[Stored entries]
--------------------

PR #1703, opened 2020-11-05
Reorganizes OceanProblems module and adds InitialValueProblem

glwagner:
### Description

This PR adds `InitialValueProblem <: AbstractSimpleBoxProblem` and subsidiary type `InitialConditions`.

`InitialConditions` is a container for initial conditions functions of `x, y, z`.

Usage looks like:

```julia
a = 0.01 # m
L = 1e5 # m

ηᵢ(x, y, z) = a * exp(-x^2 / 2L^2)

initial_conditions = InitialConditions(η=ηᵢ)

problem = InitialValueProblem(dimensions = (Lx, Ly, Lz), initial_conditions = initial_conditions)
```

`problem` is then passed to `HydrostaticBoussinesqModel`, which is one of the `BalanceLaw`s implemented in `ClimateMachine.Ocean`.

`InitialValueProblem` is a convenience type intended to be a temporary addition to the code that make it slightly easier to write simple tutorials and facilitate experimentation. It may be refactored in the near future, along with much of the interface associated with `HydrostaticBoussinesqModel`.

- [x] Code follows the [style guidelines](https://clima.github.io/ClimateMachine.jl/latest/DevDocs/CodeStyle/) OR N/A.
- [x] Unit tests are included OR N/A.
- [x] Code is exercised in an integration test OR N/A.
- [x] Documentation has been added/updated OR N/A.

PR #1716, opened 2020-11-06
Experimental CartesianField abstractions for plotting and simple analysis, plus two new Ocean tutorials

glwagner:
### Description

This PR adds an experimental `CartesianDomain` and `CartesianField` abstraction, plus two new ocean tutorials.

Eventually we would use `CartesianDomain` to idealized rectangular domains with both regular and stretched elements, and `CartesianDomain` will manage the construction of the `DiscontinuousSpectralElementGrid`.

However, in the spirit of incremental changes, the current constructor for `CartesianDomain` does the opposite, by inverting the data in `DiscontinuousSpectralElementGrid` assuming an underlying Cartesian structure to build a Cartesian abstraction.

Usage is illustrated in the tutorials, which produce these animations:

geostrophic_adjustment

radiating_eddy

# `CartesianDomain` usage

Currently we can't build a `DiscontinuousSpectralElementGrid` all that easily outside of the `DriverConfiguration` / `SolverConfiguration` interface. So my example asumes one has a `SolverConfiguration` object in hand. Then we'd write

```julia
julia> domain = CartesianDomain(solver_configuration.dg.grid, Ne)
CartesianDomain{Float64, ClimateMachine.Mesh.Grids.DiscontinuousSpectralElementGrid}:
    Np = 4, Ne = (x = 100, y = 1, z = 1)
    x = (0.00e+00, 1.00e+06), y = (0.00e+00, 1.00e+06), z = (-4.00e+02, 0.00e+00)
    Lx = 1.00e+06, Ly = 1.00e+06, Lz = 4.00e+02
```

where `Ne` is a tuple corresponding to the number of elements in each Cartesian direction `x, y, z`.

# `CartesianField` usage

`CartesianField` provides a Cartesian `view` into data in `MPIStateArray`. The current interface (which hopefully will be improved) is

```
julia> u = CartesianField(domain, solver_configuration.Q, 1);
```

where `domain::CartesianDomain` and `1` is the index of the field in `solver_configuration.solver.Q.realdata`. `CartesianField` keeps track of `CartesianField.domain` and `CartesianField.elements` is an `Array{RectangularElement, 3}`:

```julia
julia> u.elements
100×1×1 Array{ClimateMachine.Ocean.CartesianDomains.RectangularElement... # goes on
```

which is indexed into via

```julia
julia> u[1, 1, 1]
RectangularElement{SubArray} with data ∈ [-1.29e-05, 7.50e-06]
    x ∈ [0.00e+00, 1.00e+04]
    y ∈ [0.00e+00, 1.00e+06]
    z ∈ [-4.00e+02, 0.00e+00]
```

which have properties `x, y, z, data`:

```julia
julia> u[1, 1, 1].x
5-element view(::Array{Float64,4}, :, 1, 1, 1) with eltype Float64:
     0.0
  1726.731646460114
  5000.0
  8273.268353539885
 10000.0

julia> u[1, 1, 1].data
5×5×5 view(reshape(view(::Array{Float64,3}, :, 1, 1:100), 5, 5, 5, 100), :, :, :, 1) with eltype Float64:
# much output...
```

Note that `CartesianField` does not assume ~~anything~~ too much about the structure of `MPIStateArray.realdata` (except that data is stored in an array with indices `(node, field, element)`), but uses a linear coordinate to sort elements:

https://github.com/CliMA/ClimateMachine.jl/blob/c7a48d20604b6ef0148aec0b273126471d58fd53/src/Ocean/CartesianDomains/cartesian_field.jl#L57-L75

However, we do assume that all coordinates are 1D, despite that in the underlying `DiscontinuousSpectralElement` grid the nodal coordinates can differ by factors close to machine precision.

# Key function: `assemble`

Using this abstraction we are `assemble` the elements of a field into 

https://github.com/CliMA/ClimateMachine.jl/blob/860a801baff7edd0fdcc9328a8374b217ca7c8b7/src/Ocean/CartesianDomains/rectangular_element.jl#L88-L103

which in the wild looks like

```julia
julia> assembly = assemble(u)
RectangularElement{Array} with data ∈ [-1.93e-03, 1.82e-03]
    x ∈ [0.00e+00, 1.00e+06]
    y ∈ [0.00e+00, 1.00e+06]
    z ∈ [-4.00e+02, 0.00e+00]
```

which, crucially, averages data on shared nodes and returns a giant `RectangularElement` with all the data. This is necessary for creating visualizations using tools like `Plots.contourf`, for example.

When adapting this object for `CuArray`, we will have to provide an option specifying whether to transfer data before `assemble`ing or to perform all computations on the GPU.  @christophernhill has mentioned we would also like a function that does the same thing but avoids averaging. Perhaps extending `cat` for `RectangularElement`s will work for this.

This abstraction may require more development to work with memory-distributed problems. I don't think its crucial that this abstraction works for memory-distributed problems, because its mostly useful for quick visualization needed for fast turnover while designing experiments, producing tutorials, and post-processing data.

If the tutorials are to run without external dependencies, we'd have to depend on `Plots`.

Note: the tutorials in this PR depend on #1703 .


src/Ocean/CartesianDomains/cartesian_field.jl
```diff
@@ -0,0 +1,128 @@
...
+#####
+
+struct K
+    elem :: Int
+    node :: Int
+end
+
+using Plots
+
+import Plots: contourf
```
charleskawczynski, line 99: We don't have `Plots` in ClimateMachine's dependencies. `Plots` is part of the docs environment, maybe we can move this to `docs/plothelpers.jl`?

src/Ocean/CartesianDomains/CartesianDomains.jl
```diff
@@ -0,0 +1,9 @@
+module CartesianDomains
```
charleskawczynski, line 1: I'm wondering if this belongs in `src/Common/` in case other groups may find it useful.

src/Ocean/CartesianDomains/cartesian_field.jl
glwagner: Ah yes, very WIP! This does not belong here; I'm going to remove the recipe entirely. It's not necessary since we have `glue` anyways. We can add it back if need be.

src/Ocean/CartesianDomains/CartesianDomains.jl
glwagner: Perhaps they would --- that's more up to you (and others) than me. This functionality is still a bit experimental but I wouldn't mind if others wanted to try it out and gave feedback.

glwagner:
Hmm, I'm noticing that `glue` is fundamentally flawed and won't work as-is on the GPU. We need to create a data structure that represents the data movement / averaging, allocate memory for the result, and then launch a kernel to perform the computation. It might be appropriate to leave that improvement for a future PR.

For the near future, we can just hack a solution that transfers the input array of `elements` to the CPU before `glue`ing.

glwagner:
For reference, the same problem in `Oceananigans.jl` (which uses the rigid lid approximation and therefore has an infinite gravity wave speed) looks like

radiating_eddy

jkozdon:
So what you are calling the "glue" is commonly referred to as the "direct stiffness summation" in the continuous Galerkin (at least the averaging part). On warped domains, to get it "right" will require a bit more work, but I think that averaging ends up being the right thing when you have uniform, square elements.

Also, this is the line
https://github.com/CliMA/ClimateMachine.jl/blob/97d0e51be28483a463ceb544511bd3083525e1dc/src/Numerics/Mesh/Topologies.jl#L392
that introduces the space filling curve partitioning, and without it a cartesian mesh will be more regularly partitioned (you wouldn't want to do this for a parallel run, but would be fine for a single rank run). If you do not partition, the elements will have a more standard Cartesian layout; see here
https://github.com/CliMA/ClimateMachine.jl/blob/97d0e51be28483a463ceb544511bd3083525e1dc/src/Numerics/Mesh/BrickMesh.jl#L157-L272
Note, to get this to work, you will want to add `[]` to the last argument of the returned tuple here
https://github.com/CliMA/ClimateMachine.jl/blob/97d0e51be28483a463ceb544511bd3083525e1dc/src/Numerics/Mesh/BrickMesh.jl#L346

glwagner:
> On warped domains, to get it "right" will require a bit more work, but I think that averaging ends up being the right thing when you have uniform, square elements.

That will be exciting when we are ready to develop a similar abstraction for warped domains! I will open an issue independent from this PR so we can discuss that.

glwagner:
> So what you are calling the "glue" is commonly referred to as the "direct stiffness summation"

I'm not attached to `glue` (I changed it from `join` to `glue` this morning. I am willing to change the name of this function to `direct_stiffness_summation`. However, I'm worried that this name is too jargon-y and not descriptive; I don't quite understand why what we are doing should be described as a "summation".

A key aspect of this operation is to "flatten" the data --- eg, data that's expressed hierarchically as a 3D array of elements, each of which has a 3D array of nodal data, is flattened into a single 3D data structure. In addition to flattening, `glue` also averages data on overlapping nodes (that's the "summation"?). @jkozdon, is there a name that is closer to the technical description you've mentioned, but also descriptive for people that don't know what "direct stiffness summation" is? 

I'm happy to read a reference if you have one to help come up with a descriptive but technically accurate name for this crucial function.

glwagner:
> that averaging ends up being the right thing when you have uniform, square elements.

This was merely intended to be an aid for visualization but I'm glad that there is a technical basis for averaging shared nodes. The best abstractions are both simple and technically correct.

glwagner:
Hmm, possibly we could call this function `assemble` with an option `merge=true`. So if we write

```julia
assembled_u = assemble(u.elements)
```

we obtained a flattened data structure that contains shared notes (essentially a concatenation), and if we use

```julia
assembled_u = assemble(u.elements, merge=true)
```

we obtain the behavior of what's called `glue` in this PR.

This seems to reflect language that's used on Wikipedia:

https://en.wikipedia.org/wiki/Direct_stiffness_method#Assembly

but of course I'll defer to experts...

glwagner:
> averaging ends up being the right thing when you have uniform, square elements.

The elements are _rectangular_ rather than square --- hopefully it's still ok.

If we develop this further, I can write documentation that explains the theory a la continuous Galerkin approximations.

christophernhill:
@glwagner what do you think about using  LS3NRK33Heuns  in the examples? That is what we are using for 2d:3d split explicit. The LSRK144NiegemannDiehlBusch has some better CFL properties, but not sure they are significant in these experiments. For these problems LS3NRK33Heuns may be quite a bit faster without significant loss in solution quality.

jkozdon:
Not sure I have a better name. Also, in hind sight I don’t know how universal DSS is. I think the idea originates with Strang, but not 100% (Paul Fischer’s work is where I know the term from, referring to direct summation of the stiffness in continuous Galerkin methods).

christophernhill:
@glwagner should we have some ```StateCheck``` ( https://clima.github.io/ClimateMachine.jl/latest/generated/Diagnostics/Debug/StateCheck/ ) stuff in the tutorials. It might be good to have some way to test if they change, and also show how to get a few basic statistics?  What do you think? I can add code if you think it makes sense?

glwagner:
@christophernhill I'm worried that `StateCheck` is too verbose for the tutorials --- it will produce voluminous output that will make the literate files difficult to read. You'll note that I have written a more concise kind of state checker for the tutorial that just measures the magnitude of a single field (the surface displacement in this case) so that I know if the simulation NaN'd or not. Do you think that's ok?

I think tests for `StateCheck` itself might be the best way to ensure that it doesn't change?

PS how do I merge PRs? I know there's some magic incantation that I must whisper...

glwagner:
bors try

christophernhill:
bors r+

merges

christophernhill (approved):

charleskawczynski (commented):
We need to add the tutorials to `docs/list_of_tutorials.jl` so that they run and show up in the docs. It would be nice to review the previews of these newly added tutorials.

test/Ocean/runtests.jl
```diff
@@ -1,7 +1,9 @@
 using MPI, Test
+
 include("../testhelpers.jl")
 
 @testset "Ocean" begin
     runmpi(joinpath(@__DIR__, "HydrostaticBoussinesq/test_ocean_gyre_short.jl"))
     runmpi(joinpath(@__DIR__, "SplitExplicit/test_spindown_short.jl"))
+    include("OceanProblems/test_initial_value_problem.jl")
```
charleskawczynski, line 8:
```suggestion
    include(joinpath("OceanProblems","test_initial_value_problem.jl"))
```

src/Ocean/CartesianDomains/cartesian_domain.jl
```diff
@@ -0,0 +1,78 @@
...
+
+    # Check number of elements
+    prod(Ne) === size(volume_geometry, 3) ||
+    error("prod(Ne) must match the total number of grid elements.")
+
+    Np = polynomialorder(grid)
+
+    x = view(volume_geometry, :, 13, :)
+    y = view(volume_geometry, :, 14, :)
+    z = view(volume_geometry, :, 15, :)
```
charleskawczynski, line 67: Should we be grabbing these indexes from `Grids`?

src/Ocean/CartesianDomains/cartesian_field.jl
```diff
@@ -0,0 +1,109 @@
...
+    volume_geometry = domain.grid.vgeo
+
+    Ne = domain.Ne
+    Te = prod(domain.Ne)
+    Np = domain.Np
+
+    # Extract coordinate arrays with size (xnode, ynode, znode, element)
+    x = reshape(volume_geometry[:, 13, :], Np + 1, Np + 1, Np + 1, Te)
+    y = reshape(volume_geometry[:, 14, :], Np + 1, Np + 1, Np + 1, Te)
+    z = reshape(volume_geometry[:, 15, :], Np + 1, Np + 1, Np + 1, Te)
```
charleskawczynski, line 71: Can we grab these indexes from `Grids`?

src/Ocean/OceanProblems/initial_value_problem.jl
```diff
@@ -0,0 +1,99 @@
...
+
+Returns an `InitialValueProblem` with `dimensions = (Lˣ, Lʸ, H)`, `initial_conditions`,
+and `boundary_conditions`.
+
+The default `initial_conditions` are resting with no temperature perturbation;
+the default `boundary_conditions` are horizontally-periodic with `Insulating()`
+and `FreeSlip()` conditions at the top and bottom.
+"""
+function InitialValueProblem(
+    FT = Float64;
```
charleskawczynski, line 26: Can we make `FT` non-optional. This could hide type instabilities.

src/Ocean/OceanProblems/SimpleBoxProblem.jl
```diff
@@ -1,435 +0,0 @@
-module OceanProblems
```
charleskawczynski, line 1: Does it make sense to rename this file instead of deleting?

src/Ocean/CartesianDomains/cartesian_field.jl
christophernhill: @charleskawczynski and @jkozdon do you have an opinion which is the authoritative variable out of ```_x1``` and ```x1id```?  ```src/Numerics/Mesh/Grids.jl``` has a loop for ```_``` prefix things and then defines some suffix ```id``` variables . I think an originalist view could be that the framers of the original code meant x1id to be authoritative. But _x1 and x1id seem to get used somewhat equally in under more recent rulings.  The original framers in their wisdom do not seem to have left too much guidance in their writings that I could find. 

```
const _nvgeo = 16
const _ξ1x1,
_ξ2x1,
_ξ3x1,
_ξ1x2,
_ξ2x2,
_ξ3x2,
_ξ1x3,
_ξ2x3,
_ξ3x3,
_M,
_MI,
_MH,
_x1,
_x2,
_x3,
_JcV = 1:_nvgeo
const vgeoid = (
    ξ1x1id = _ξ1x1,
    ξ2x1id = _ξ2x1,
    ξ3x1id = _ξ3x1,
    ξ1x2id = _ξ1x2,
    ξ2x2id = _ξ2x2,
    ξ3x2id = _ξ3x2,
    ξ1x3id = _ξ1x3,
    ξ2x3id = _ξ2x3,
    ξ3x3id = _ξ3x3,
    Mid = _M,
    MIid = _MI,
    MHid = _MH,
    x1id = _x1,
    x2id = _x2,
    x3id = _x3,
    JcVid = _JcV,
)
```

test/Numerics/DGMethods/horizontal_integral_test.jl uses ClimateMachine.Mesh.Grids.vgeoid.x1id.

test/Diagnostics/diagnostic_fields_test.jl uses import ClimateMachine.Mesh.Grids: _x1, _x2, _x3

charleskawczynski: I'm not sure. @jkozdon?

src/Ocean/OceanProblems/initial_value_problem.jl
glwagner: I can do that here. I am submitting a PR soon that may relieve the user from concerns like these by introducing a single location for specifying the type of participants in the Ocean's `BalanceLaw`, however. If the design proposed by that PR is accepted, `InitialValueProblem` may eventually become obsolete.

src/Ocean/CartesianDomains/cartesian_field.jl
glwagner: If I may, I would prefer to raise an issue to address this, given its experimental nature. I am going to submit a PR soon that may render this function obsolete.

src/Ocean/CartesianDomains/cartesian_domain.jl
glwagner: Perhaps. But actually, a better design would use the `CartesianDomain` constructor to construct the grid itself rather than analyzing it after it has been created. This the pattern that I'm working on now and will submit a PR for soon.

src/Ocean/OceanProblems/SimpleBoxProblem.jl
glwagner: I think I did do this --- I created a new eponymous `OceanProblems.jl` to correspond to the `OceanProblems` module (which I understand is convention --- though it is not followed in `ClimateMachine`?) I moved the "simple box" code into it's own file, `simple_box_problem.jl`.

src/Ocean/CartesianDomains/cartesian_domain.jl
glwagner: I'll update this function anyways in the spirit of a cleaner PR.

src/Ocean/CartesianDomains/cartesian_field.jl
glwagner: I made the requisite changes to resolve this conversation, but I'll wait for @jkozdon's input.

glwagner:
> We need to add the tutorials to `docs/list_of_tutorials.jl` so that they run and show up in the docs.

Okay, I've done that.

src/Ocean/OceanProblems/initial_value_problem.jl
glwagner: @charleskawczynski the type here is probably unnecessary because they only specify the type of the domain limits. The domain limits are used here:

https://github.com/CliMA/ClimateMachine.jl/blob/4a3f08659b23e5be5d0a83ce72ad8c33df824ea2/src/Driver/driver_configs.jl#L309-L327

and it looks like a variable called `FloatType` is passed to `DiscontinuousSpectralElementGrid`. Is `FloatType` respected regardless of the eltype of `brickrange`?

If it doesn't affect type instability, is it okay to relieve the user of the need to explicitly type this object?

glwagner: I made the changes anyways.

kpamnany:
> This abstraction may require more development to work with memory-distributed problems. I don't think its crucial that this abstraction works for memory-distributed problems, because its mostly useful for quick visualization needed for fast turnover while designing experiments, producing tutorials, and post-processing data.

I'm uncertain about this -- I think we've avoided introducing abstractions that do not extend to multi-process. My concern is that `assemble` _cannot_ be so extended and it is better to do the work now to figure out a multi-process friendly abstraction.

glwagner:
> I'm uncertain about this -- I think we've avoided introducing abstractions that do not extend to multi-process. My concern is that `assemble` _cannot_ be so extended and it is better to do the work now to figure out a multi-process friendly abstraction.

It may be important to distinguish between abstractions that are used in core numerical algorithms, and abstractions that improve UX / are useful for post-processing. I agree that we can't rely on non-parallelizable abstractions for core numerical algorithms.

`CartesianField` is not designed or intended to be used in core algorithms; it's a tool for plotting and analyzing data. Since plotting is usually single node I think restricting its use to those cases is ok?

kpamnany:
> it's a tool for plotting and analyzing data

If you clearly specify it as such, I'm okay with it -- my concern arose from the suggestion that you might want to extend it to multi-process.

glwagner:
> If you clearly specify it as such, I'm okay with it -- my concern arose from the suggestion that you might want to extend it to multi-process.

I see why that's confusing! To clarify, the advantage of having a multi-process-capable `CartesianField` lies in the (potential, future) possibility of doing doing distributed post-processing analysis on ClimateMachine data. This is not a necessary feature for us --- just a pretty plum to pick that @christophernhill might benefit from (who has a knack for creating absurdly large data sets that can't be analyzed on a single node).

From where I sit it looks like the core numerics is pretty powerful. What this PR is working towards are tools that make working with the data a bit easier. A key requirement of this development is that it does not touch the core numerics; it just works with what's provided.

src/Ocean/CartesianDomains/cartesian_field.jl
jkozdon: I think that we mostly use the underscore versions in the kernels.

A lot of this code was written when @lcw and I were just learning Julia, trying out different ideas, etc.. I don't remember for sure, but maybe we originally planned on using the `vgeoid` everywhere, but this didn't work with our initial GPU code so we fell back to the underscore. But I really don't know for sure!

We should probably just use one and delete the other.

charleskawczynski:
I definitely like the idea of adding more tools specifically for visualization of small/simple models

glwagner:
Do I need another review for this PR? @charleskawczynski

christophernhill:
> Do I need another review for this PR? @charleskawczynski

@charleskawczynski it would be great to get this merged, so we can move to some next steps on ocean-dev. Apart from squashing is there anything else that looks like it is needed?

glwagner:
@christophernhill what is there to squash? It looks like there's only 1 commit.

christophernhill:
> @christophernhill what is there to squash? It looks like there's only 1 commit.

Cool - sorry that was just a reflex response, I didn't look at the commits! @charleskawczynski anything else on your list?

src/Ocean/CartesianDomains/cartesian_field.jl
glwagner: Sounds like cleaning up the ambiguity between `x1id` and `_x1` deserves a new issue? Since I addressed the original question I'm going to resolve this conversation.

--------------------

How to complete this task
Which lines of the records hold the string "constructor"? Copy each one.

Answer space
However, in the spirit of incremental changes, the current constructor for `CartesianDomain` does the opposite, by inverting the data in `DiscontinuousSpectralElementGrid` assuming an underlying Cartesian structure to build a Cartesian abstraction.
glwagner: Perhaps. But actually, a better design would use the `CartesianDomain` constructor to construct the grid itself rather than analyzing it after it has been created. This the pattern that I'm working on now and will submit a PR for soon.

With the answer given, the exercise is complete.